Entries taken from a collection

PR #89, opened 2019-03-18
Project Core API

cgalarza:
- Basic API to CRUD projects
- This endpoint does not contain authorization yet

### DIFF
--- a/spec/requests/api/v1/projects_spec.rb
+++ b/spec/requests/api/v1/projects_spec.rb
@@ -188,7 +188,7 @@ RSpec.describe 'Projects Requests', type: :request do
       end
     end
 
-    context 'when deleting a project that does not exists' do
+    context 'when deleting a project that does not exist' do
       before { delete '/api/v1/projects/not-valid' }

■ Your task
Lines holding "context": give how many there are in the entries above, and nothing more.

■ Completed exercise
2